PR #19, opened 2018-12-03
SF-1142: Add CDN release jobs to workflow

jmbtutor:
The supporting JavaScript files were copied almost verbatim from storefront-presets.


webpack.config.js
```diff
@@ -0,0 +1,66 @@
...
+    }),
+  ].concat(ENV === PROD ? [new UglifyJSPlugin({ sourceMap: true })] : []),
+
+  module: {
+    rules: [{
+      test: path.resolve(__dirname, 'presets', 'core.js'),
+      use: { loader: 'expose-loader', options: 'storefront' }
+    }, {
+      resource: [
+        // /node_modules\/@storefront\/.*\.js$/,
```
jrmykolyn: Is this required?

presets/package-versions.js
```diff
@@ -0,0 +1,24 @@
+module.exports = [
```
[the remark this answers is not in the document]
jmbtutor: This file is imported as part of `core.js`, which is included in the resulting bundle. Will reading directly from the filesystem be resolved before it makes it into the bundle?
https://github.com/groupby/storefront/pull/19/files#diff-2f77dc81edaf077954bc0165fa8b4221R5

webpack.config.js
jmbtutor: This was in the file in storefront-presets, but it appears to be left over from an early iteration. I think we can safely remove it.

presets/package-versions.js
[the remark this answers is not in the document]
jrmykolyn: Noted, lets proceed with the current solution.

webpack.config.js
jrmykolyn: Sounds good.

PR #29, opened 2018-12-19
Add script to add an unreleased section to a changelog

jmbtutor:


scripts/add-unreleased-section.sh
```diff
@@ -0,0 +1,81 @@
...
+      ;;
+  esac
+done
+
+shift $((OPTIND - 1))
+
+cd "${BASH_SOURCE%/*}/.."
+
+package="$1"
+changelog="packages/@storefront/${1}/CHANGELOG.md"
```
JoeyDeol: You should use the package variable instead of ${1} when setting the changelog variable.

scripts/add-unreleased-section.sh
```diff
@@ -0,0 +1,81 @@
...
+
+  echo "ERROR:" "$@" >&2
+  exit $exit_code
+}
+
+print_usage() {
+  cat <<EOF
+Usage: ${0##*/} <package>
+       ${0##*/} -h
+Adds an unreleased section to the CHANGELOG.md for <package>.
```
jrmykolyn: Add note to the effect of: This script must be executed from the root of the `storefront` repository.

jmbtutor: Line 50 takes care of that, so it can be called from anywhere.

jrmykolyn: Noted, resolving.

***

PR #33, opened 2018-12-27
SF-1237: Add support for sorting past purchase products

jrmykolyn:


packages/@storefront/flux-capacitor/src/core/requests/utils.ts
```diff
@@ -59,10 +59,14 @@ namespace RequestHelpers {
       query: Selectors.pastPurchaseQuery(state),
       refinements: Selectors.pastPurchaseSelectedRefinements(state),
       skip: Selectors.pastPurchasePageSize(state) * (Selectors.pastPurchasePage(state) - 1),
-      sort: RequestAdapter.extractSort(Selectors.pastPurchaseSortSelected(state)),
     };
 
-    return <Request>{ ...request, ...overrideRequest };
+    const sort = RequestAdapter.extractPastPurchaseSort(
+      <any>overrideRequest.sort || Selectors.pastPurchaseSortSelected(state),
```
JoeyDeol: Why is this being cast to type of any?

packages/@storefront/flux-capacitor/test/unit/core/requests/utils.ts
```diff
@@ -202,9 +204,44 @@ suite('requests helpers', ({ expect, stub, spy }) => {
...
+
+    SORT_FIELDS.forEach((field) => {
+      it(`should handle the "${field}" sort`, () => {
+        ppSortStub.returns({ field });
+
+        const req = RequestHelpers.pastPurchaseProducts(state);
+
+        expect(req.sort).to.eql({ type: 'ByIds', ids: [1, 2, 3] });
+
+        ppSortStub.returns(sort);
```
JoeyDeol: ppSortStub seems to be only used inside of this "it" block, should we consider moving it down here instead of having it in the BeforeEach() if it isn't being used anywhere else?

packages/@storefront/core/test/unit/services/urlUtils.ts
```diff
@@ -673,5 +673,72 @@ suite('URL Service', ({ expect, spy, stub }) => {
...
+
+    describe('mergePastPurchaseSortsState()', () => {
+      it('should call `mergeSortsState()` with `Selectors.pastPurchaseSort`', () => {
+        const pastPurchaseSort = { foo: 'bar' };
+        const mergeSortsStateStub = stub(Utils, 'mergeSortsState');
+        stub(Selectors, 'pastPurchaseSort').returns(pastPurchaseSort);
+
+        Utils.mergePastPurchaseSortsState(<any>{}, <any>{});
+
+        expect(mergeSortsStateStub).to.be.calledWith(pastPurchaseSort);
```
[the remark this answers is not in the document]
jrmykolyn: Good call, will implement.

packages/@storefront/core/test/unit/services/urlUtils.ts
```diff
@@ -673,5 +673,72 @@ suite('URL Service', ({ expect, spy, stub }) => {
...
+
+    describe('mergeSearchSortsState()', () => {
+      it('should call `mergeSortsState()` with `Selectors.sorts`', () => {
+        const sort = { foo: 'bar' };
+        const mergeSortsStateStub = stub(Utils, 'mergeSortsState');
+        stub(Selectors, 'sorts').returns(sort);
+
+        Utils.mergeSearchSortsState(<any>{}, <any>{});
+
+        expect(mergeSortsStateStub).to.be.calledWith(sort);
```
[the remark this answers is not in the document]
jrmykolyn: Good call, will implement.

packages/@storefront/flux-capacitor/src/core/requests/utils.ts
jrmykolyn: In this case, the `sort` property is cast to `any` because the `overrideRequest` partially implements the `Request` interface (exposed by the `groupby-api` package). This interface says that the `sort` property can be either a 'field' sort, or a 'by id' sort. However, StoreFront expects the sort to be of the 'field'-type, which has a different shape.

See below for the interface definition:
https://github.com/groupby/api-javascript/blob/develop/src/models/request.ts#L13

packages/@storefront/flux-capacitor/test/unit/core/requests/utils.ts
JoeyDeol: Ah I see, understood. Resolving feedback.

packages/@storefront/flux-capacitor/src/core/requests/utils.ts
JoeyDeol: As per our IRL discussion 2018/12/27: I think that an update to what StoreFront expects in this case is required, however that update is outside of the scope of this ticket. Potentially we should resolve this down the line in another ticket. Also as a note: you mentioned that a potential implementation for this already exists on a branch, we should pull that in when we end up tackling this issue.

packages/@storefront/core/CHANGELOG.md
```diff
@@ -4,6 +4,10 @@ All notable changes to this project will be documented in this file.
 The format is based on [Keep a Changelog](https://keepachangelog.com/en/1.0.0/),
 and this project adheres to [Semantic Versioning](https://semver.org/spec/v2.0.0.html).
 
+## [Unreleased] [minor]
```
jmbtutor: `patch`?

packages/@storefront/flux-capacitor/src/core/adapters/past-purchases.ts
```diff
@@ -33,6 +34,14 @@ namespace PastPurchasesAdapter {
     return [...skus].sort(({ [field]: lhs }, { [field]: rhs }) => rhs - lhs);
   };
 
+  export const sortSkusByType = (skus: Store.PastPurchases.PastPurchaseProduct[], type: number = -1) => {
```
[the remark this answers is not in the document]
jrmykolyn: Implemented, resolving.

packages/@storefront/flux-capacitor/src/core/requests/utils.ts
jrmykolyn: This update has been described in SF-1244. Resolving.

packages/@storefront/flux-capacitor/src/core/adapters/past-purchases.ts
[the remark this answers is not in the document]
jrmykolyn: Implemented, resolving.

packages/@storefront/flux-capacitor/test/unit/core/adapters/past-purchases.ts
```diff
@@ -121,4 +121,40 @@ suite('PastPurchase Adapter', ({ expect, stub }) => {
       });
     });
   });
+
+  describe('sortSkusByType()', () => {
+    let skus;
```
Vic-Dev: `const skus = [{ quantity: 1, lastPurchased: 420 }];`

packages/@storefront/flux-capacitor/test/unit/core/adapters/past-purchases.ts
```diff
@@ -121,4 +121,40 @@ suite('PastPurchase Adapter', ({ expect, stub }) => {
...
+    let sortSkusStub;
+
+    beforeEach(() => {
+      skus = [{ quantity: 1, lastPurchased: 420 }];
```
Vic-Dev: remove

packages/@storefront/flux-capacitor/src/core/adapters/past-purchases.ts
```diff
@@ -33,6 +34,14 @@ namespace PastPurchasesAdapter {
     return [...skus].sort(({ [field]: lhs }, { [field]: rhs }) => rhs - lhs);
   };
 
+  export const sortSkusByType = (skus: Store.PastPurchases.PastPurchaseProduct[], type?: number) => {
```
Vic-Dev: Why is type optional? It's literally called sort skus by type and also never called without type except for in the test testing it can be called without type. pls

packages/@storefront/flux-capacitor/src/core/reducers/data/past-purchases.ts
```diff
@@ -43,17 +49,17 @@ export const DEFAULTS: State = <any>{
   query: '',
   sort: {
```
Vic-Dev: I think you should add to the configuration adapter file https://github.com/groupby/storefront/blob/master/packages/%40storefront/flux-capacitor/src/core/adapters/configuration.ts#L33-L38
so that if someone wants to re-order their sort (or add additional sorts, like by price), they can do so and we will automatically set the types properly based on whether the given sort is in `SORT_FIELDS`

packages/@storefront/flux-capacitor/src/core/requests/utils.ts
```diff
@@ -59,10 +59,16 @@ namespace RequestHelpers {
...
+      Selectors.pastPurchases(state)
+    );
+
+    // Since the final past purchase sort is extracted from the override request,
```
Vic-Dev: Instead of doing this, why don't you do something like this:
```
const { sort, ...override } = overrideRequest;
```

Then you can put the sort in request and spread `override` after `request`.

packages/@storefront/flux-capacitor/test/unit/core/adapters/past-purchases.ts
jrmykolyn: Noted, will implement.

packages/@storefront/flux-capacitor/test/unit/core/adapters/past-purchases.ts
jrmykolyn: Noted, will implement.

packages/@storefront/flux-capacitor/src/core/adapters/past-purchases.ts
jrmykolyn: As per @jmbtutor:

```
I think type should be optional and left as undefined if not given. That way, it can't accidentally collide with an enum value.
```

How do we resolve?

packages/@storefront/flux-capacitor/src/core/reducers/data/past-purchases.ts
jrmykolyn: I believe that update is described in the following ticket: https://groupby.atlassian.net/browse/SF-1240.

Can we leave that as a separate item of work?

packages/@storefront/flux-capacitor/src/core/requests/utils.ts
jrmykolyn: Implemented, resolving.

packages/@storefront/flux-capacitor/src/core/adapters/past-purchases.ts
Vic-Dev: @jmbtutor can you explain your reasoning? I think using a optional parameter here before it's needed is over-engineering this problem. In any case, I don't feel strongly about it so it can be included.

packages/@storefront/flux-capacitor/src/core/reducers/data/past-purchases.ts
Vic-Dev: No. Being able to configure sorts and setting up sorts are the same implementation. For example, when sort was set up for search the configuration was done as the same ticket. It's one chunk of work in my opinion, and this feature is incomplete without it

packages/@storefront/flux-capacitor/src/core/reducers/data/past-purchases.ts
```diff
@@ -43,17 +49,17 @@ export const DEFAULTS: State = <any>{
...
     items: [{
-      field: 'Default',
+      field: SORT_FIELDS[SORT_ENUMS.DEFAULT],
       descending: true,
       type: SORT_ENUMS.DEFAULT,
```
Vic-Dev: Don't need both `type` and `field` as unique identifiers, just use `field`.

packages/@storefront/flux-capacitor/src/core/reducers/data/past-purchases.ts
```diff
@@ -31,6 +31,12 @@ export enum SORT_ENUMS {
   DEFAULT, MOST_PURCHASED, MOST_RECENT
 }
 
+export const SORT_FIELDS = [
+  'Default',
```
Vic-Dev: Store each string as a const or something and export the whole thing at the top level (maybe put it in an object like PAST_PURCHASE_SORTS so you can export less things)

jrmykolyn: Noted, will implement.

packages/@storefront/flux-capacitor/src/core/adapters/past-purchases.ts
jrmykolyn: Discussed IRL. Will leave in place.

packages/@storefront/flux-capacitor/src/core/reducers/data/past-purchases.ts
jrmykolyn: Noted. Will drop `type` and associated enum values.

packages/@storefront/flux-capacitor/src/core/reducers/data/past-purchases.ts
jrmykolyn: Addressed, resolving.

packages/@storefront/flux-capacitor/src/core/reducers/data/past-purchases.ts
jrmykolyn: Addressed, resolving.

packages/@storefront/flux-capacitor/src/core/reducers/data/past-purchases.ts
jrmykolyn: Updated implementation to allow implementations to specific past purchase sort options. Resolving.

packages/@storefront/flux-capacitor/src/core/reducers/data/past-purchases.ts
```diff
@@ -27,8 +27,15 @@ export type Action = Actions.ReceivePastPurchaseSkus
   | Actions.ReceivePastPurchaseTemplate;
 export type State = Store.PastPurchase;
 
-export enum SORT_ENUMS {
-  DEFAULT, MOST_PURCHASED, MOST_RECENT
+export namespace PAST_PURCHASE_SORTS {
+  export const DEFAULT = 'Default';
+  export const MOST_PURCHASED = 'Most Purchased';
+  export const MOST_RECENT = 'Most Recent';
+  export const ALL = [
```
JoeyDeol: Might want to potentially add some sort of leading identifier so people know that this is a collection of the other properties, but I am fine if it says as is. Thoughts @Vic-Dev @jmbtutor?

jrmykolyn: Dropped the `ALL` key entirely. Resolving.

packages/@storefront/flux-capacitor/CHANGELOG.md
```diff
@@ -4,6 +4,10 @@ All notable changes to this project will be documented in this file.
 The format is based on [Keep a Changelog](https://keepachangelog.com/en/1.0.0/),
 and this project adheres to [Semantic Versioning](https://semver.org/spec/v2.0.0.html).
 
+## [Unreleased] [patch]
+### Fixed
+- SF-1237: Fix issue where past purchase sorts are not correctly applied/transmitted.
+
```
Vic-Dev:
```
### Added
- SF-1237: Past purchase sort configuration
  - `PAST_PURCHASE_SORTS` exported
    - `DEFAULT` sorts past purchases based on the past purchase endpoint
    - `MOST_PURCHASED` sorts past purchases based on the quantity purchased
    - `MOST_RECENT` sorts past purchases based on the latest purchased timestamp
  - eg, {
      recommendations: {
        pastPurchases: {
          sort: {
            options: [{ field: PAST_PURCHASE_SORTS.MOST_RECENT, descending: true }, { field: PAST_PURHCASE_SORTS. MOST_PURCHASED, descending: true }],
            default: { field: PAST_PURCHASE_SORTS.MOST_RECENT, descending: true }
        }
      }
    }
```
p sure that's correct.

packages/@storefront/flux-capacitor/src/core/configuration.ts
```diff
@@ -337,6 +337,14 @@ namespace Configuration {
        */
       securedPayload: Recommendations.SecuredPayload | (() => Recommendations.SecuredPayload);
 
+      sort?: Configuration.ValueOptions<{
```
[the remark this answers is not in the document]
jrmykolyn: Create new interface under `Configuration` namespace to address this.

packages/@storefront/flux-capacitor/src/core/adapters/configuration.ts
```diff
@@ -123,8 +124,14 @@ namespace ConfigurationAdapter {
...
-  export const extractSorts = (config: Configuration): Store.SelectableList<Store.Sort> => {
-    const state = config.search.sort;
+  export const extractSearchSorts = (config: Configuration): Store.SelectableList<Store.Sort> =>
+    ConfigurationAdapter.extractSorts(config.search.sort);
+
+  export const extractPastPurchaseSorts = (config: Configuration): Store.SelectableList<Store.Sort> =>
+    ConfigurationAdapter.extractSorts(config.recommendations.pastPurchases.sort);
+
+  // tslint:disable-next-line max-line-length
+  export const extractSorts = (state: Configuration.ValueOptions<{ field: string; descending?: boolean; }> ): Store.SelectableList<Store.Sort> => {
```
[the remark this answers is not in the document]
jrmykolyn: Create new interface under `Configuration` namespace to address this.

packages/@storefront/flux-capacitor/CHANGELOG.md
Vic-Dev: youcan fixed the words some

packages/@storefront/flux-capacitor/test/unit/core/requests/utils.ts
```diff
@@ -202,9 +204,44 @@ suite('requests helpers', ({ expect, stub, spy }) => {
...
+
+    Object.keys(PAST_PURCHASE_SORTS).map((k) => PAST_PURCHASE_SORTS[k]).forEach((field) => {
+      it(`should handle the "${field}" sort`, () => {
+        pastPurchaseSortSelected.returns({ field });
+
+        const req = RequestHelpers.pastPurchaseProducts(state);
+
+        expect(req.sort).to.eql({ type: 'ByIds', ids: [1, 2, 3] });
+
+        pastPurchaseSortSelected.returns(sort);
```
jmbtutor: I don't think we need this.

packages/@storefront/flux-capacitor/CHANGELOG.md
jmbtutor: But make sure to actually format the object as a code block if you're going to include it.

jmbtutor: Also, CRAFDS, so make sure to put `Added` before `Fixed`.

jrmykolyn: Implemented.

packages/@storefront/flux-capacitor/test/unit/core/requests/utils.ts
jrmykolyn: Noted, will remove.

***

[Task prompt]: Scan the data above for the string "says" and copy each line where it appears.

[Result]:
jrmykolyn: In this case, the `sort` property is cast to `any` because the `overrideRequest` partially implements the `Request` interface (exposed by the `groupby-api` package). This interface says that the `sort` property can be either a 'field' sort, or a 'by id' sort. However, StoreFront expects the sort to be of the 'field'-type, which has a different shape.
JoeyDeol: Might want to potentially add some sort of leading identifier so people know that this is a collection of the other properties, but I am fine if it says as is. Thoughts @Vic-Dev @jmbtutor?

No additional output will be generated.